Recap. Recall that Heineken recorded sales growth of 14.0% (after removing SST impact) in 1H19 from robust performance in 1Q19 and growth in core brands in 2Q19.

War on illicit alcohol trade to continue. Finance Minister Lim Guan Eng reaffirmed the government’s stance on cracking down on illicit alcohol trade in lieu of increasing Malaysia’s alcohol excise duty structure. Furthermore, note that in the recent Budget 2020 announcement, the government allocated RM235m to purchase an additional 20 cargo scanners to clamp down on illegal import activity. Currently, counterfeit alcohol market share is believed to be as high as 25% in Peninsular Malaysia and 80% in East Malaysia.

Growth in premium brands to boost margins. We expect Heineken to focus on growing the premium brands (Strongbow, Apple Fox, Heineken 0.0) in its portfolio which should lead to better margins due to (1) higher shelf prices (despite similar production cost); and (2) lower alcohol content (Strongbow, Apple Fox cider: 4.5% ABV and Heineken 0.0: 0% ABV). Note that increased volumes of Heineken’s lower ABV product lines result in lower excise cost incurred to Heineken, which would result in better margins.

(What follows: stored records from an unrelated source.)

Issue #4210, opened 2026-04-21
Parallel assignment of local variables in packages can fail


d-torrance:
I just discovered a bug with the new parallel assignment feature.  If we try to assign variables alongside other things (i.e., not everything is a local variable) using parallel assignment *inside a package*, then we get a "mutable unexported symbol" error.

For example, in the package *Foo*, if we have:

```m2
f = () -> (
    (,x) := (1, 2);
    x)
```

then we get:

```m2
i1 : loadPackage "Foo"
stdio:1:11:(3):[1]: error: mutable unexported unset symbol(s) in package Foo: 'x'
Foo.m2:4:6-4:7: here is the first use of 'x'
```

d-torrance:
Fixed in #4215

PR #4215, opened 2026-04-24
Bind unary commas in parallel assignment

d-torrance:
Otherwise, we get "unset symbol" errors on things like `(,x) = (1,2)`

Closes: #4210


d-torrance:
Discussed with Mike

PR #4216, opened 2026-04-24
Bump FLINT to v3.5.0

d-torrance:
FLINT 3.5.0 was just released.  Draft for now to test the builds

### DIFF
--- a/M2/cmake/check-libraries.cmake
+++ b/M2/cmake/check-libraries.cmake
@@ -267,6 +267,7 @@ foreach(_library IN LISTS LIBRARY_OPTIONS)
       unset(${_name}_INCLUDEDIR CACHE)
       unset(${_name}_INCLUDE_DIR CACHE)
       unset(${_name}_INCLUDE_DIRS CACHE)
+      unset(${_name}_ROOT)
       # for GTest:
       unset(${_name}_MAIN_LIBRARY CACHE)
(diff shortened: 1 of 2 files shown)


d-torrance:
Hmm, getting a factory error now:

```m2
 -- capturing example results for "extendIdealByNonZeroMinor"               error: convertFacCF2Fq_nmod_t: element is not reduced
FLINTconvert.cc:463: In function `void convertFacCF2Fq_nmod_t(nmod_poly_struct*, const CanonicalForm&, const fq_nmod_ctx_struct*)':
failed assertion `i.exp() <= fq_nmod_ctx_degree(ctx)'
Aborted (core dumped)
```

d-torrance:
I think the problem is that M2 is linking against the FLINT 3.5.0 we just built but factory is linking against whatever old version of FLINT ships with Ubuntu 24.04.

There's a bug (which I hopefully just fixed...) in the cmake build that was causing this.  It wasn't a problem in the macOS build because FLINT 3.5.0 is already bottled in Homebrew, so we were just linking against two different copies of the same library.

d-torrance:
Yay, the cmake fix worked!  https://github.com/Macaulay2/M2/actions/runs/25007214596?pr=4216

d-torrance:
Discussed with Mike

Heineken 0.0. We are particularly optimistic on Heineken’s launch of Heineken 0.0, a 0% ABV product offering. We expect Heineken 0.0 to tap into the global trend of moderate alcohol drinking and healthier consumption patterns. Note that Heineken 0.0 has half the calories of a regular Heineken beer at just 21 calories per 100ml. To date, Heineken 0.0 has been made available in over 50 countries, including neighbouring countries Singapore and Thailand.

E-commerce venture ‘Drinkies’. Heineken’s venture into online delivery with their e commerce platform ‘Drinkies’ is set up to deliver Heineken products to anywhere within the Klang Valley and Penang within 60 minutes for just a RM8 delivery fee. While we expect the venture to incur marketing investment, we expect it to add significant volumes to Heineken’s already leading market share position in the Malaysian market of an estimated 60-65%.

Forecast. After accounting for returning legal volumes and better margins from the growth of premium brands, our FY20/21 earnings rise slightly by 3.4%/3.8%.

Upgrade to BUY. Given the anticipated growth in legal volumes from government clamp down on illicit, we tweak our WACC in DCF valuation methodology from 8.0% to7.5% while TG is unchanged at2.5%). After earnings adjustment, our TP rises from RM21.00 to RM26.50.